To do this we will use bit of OOP to create two classes - sweeper and flasher. We can then generate instances of these classes to create more state machines.

Arduino FSM Fig.24 - Class Diagram for our state machine

Note that we have variables to keep track of whether the LED is ON or OFF and method determine whether a servo is attached and running or not. And variables to keep track of when the last change happened.

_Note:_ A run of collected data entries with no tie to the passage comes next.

PR #4620, opened 2026-06-18
[za_fic_sanctions] name migration step 3

nvmbrasserie:
Step 3 of the name-framework migration for `za_fic_sanctions`, stacked on top of the Step 1 PR (#4165) so the diff shows only the Step 1 → Step 3 change. **Exploratory** — Step 3 normally runs only after the Step 1 reviews are completed; this is to see the end state and surface which `names.schema_rules` we need.

## What changed

**`crawler.py`** — remove the custom alias splitting/cleaning and hand the raw name + alias strings to `h.apply_reviewed_names`:
- Drop `ALIAS_SPLITS`, the `multi_split` alias loops, the `?`/space filtering, and the `?` warnings.
- Build a single `h.Names(name=full_name)` and `.add("alias", ...)` the raw `IndividualAlias`/`EntityAlias` field, then one `h.apply_reviewed_names` call per entity.
- Address splitting (`ADDRESS_SPLITS`) is unchanged — that's not name data.

**`za_fic_sanctions.yml`** — add `names.schema_rules` so the markers the old splitter relied on still flag irregularity once the custom logic is gone. Reconciled the old split markers against `rigour.names.name_split_phrases_list()`:

| old marker | covered by rigour? | action |
|---|---|---|
| `a.k.a.` / `Formerly known as` | yes | nothing |
| `f.k.a` (dotted) | no (only `f/k/a`) | `reject_strings` |
| `f.n.a` | no | `reject_strings` |
| `?` (transliteration artefacts) | n/a (char) | `reject_chars` both |
| `(` `)` (LegalEntity) | already in Person baseline | `reject_chars` LegalEntity |

**Incidental** (not name-related, but needed for `mypy --strict` on the touched file): fix `clean_passports`' return annotation to a tuple, and replace the deprecated lxml `getchildren()` with `iterchildren()` (skipping empty elements).


jbothma (approved):
looks good - to be merged only after reviews are completed following step 1's merge

PR #4640, opened 2026-06-21
Rare examples where religious roles result in PEP status

confirmordeny:
(1) Holders of religious offices are not normally regarded as PEPs as a result of holding those positions in this case however the Vatican recognises that Members of the College of Cardinals are PEPs of the Holy See.

https://www.asif.va/ENG/pdf/Regolamenti/EN-Instruction_no.5_Annex.pdf

(2) Andorra has two joint heads of state known as "Co-princes" - both are PEPs. One is the President of France, the other is the Episcopal Co-Prince (the Bishop of Urgel).

https://en.wikipedia.org/wiki/Co-princes_of_Andorra


zucolg92-star:
ok

PR #4658, opened 2026-06-23
[ar_senado] edits

herrhellana:
issue: https://github.com/opensanctions/crawler-planning/issues/634

### DIFF
--- a/datasets/ar/senado/ar_senado.yml
+++ b/datasets/ar/senado/ar_senado.yml
@@ -7,25 +7,23 @@ coverage:
 load_statements: true
 ci_test: false # Live external government source, not available in CI
 summary: >-
-  Upper house of Argentina's National Congress: three senators per province,
-  serving six-year terms
+  Memebers of the Senate of Argentina, the upper house of the National Congress.
 description: |
-  Senators of the Honorable Senado de la Nación (Senate of the Nation), the upper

That is the State part of the State Machine.

#include <Servo.h> 

// VERSION 2 - Machine with control

class Flasher
{
	// Class Member Variables
	// These are initialized at startup
	int ledPin;      // the number of the LED pin
	long OnTime;     // milliseconds of on-time
	long OffTime;    // milliseconds of off-time

	// These maintain the current state
	int ledState;             		// ledState used to set the LED
	unsigned long previousMillis;  	// will store last time LED was updated

  // Constructor - creates a Flasher 
  // and initializes the member variables and state
  public:
  Flasher(int pin, long on, long off)
  {
	ledPin = pin;
	pinMode(ledPin, OUTPUT);     
	  
	OnTime = on;
	OffTime = off;
	
	ledState = LOW; 
	previousMillis = 0;
  }

  void Update()
  {
    // check to see if it's time to change the state of the LED
    unsigned long currentMillis = millis();
     
    if((ledState == HIGH) && (currentMillis - previousMillis >= OnTime))
    {
    	ledState = LOW;  // Turn it off
      previousMillis = currentMillis;  // Remember the time
      digitalWrite(ledPin, ledState);  // Update the actual LED
    }
    else if ((ledState == LOW) && (currentMillis - previousMillis >= OffTime))
    {
      ledState = HIGH;  // turn it on
      previousMillis = currentMillis;   // Remember the time
      digitalWrite(ledPin, ledState);	  // Update the actual LED
    }
  }
};

class Sweeper
{
  Servo servo;              // the servo
  int pos;              // current servo position 
  int increment;        // increment to move for each interval
  int  updateInterval;      // interval between updates
  unsigned long lastUpdate; // last update of position

public: 
  Sweeper(int interval)
  {
    updateInterval = interval;
    increment = 1;
  }
  
  void Attach(int pin)
  {
    servo.attach(pin);
  }
  
  void Detach()
  {
    servo.detach();
  }
  
  void Update(int extent)
  {
    if((millis() - lastUpdate) > updateInterval)  // time to update
    {
      lastUpdate = millis();
      pos += increment;
      servo.write(pos);
      //Serial.println(pos);
      if ((pos >= extent) || (pos <= 0)) // end of sweep
      {
        // reverse direction
        increment = -increment;
      }
    }
  }
};
 
Flasher led1(11, 123, 400);
Flasher led2(12, 350, 350);
Flasher led3(13, 200, 222);

Sweeper sweeper1(15);
Sweeper sweeper2(25);
 
void setup() 
{ 
  //Serial.begin(9600);
  pinMode(2, INPUT_PULLUP); 
  sweeper1.Attach(9);
  sweeper2.Attach(10);
  
} 
  
void loop() 
{ 
  sweeper1.Update(90);
  if(digitalRead(2) == HIGH)
  {
     sweeper2.Update(180);
     led1.Update();
  }  
  led2.Update();
  led3.Update();
}

You can see the complete version of the Finite State Machine here: TinkerCAD Example

Conclusion

In this lecture we have looked at:

  1. We have addressed the context and history of cybernetics
  2. We have looked at causal loops and how self regulating systems apply to procedural motion in games and robots with an example of inverse kinematics
  3. We have explored the role of the transistor and how it can provide the simplest implementation of a robot control system.
  4. We have touched on signal processing and its role in interpreting data from sensors.
  5. Finally we looked at how we can use finite state machines to control a series of sensors and actuators that facilitate stable transitions and efficient management of memory and power resources.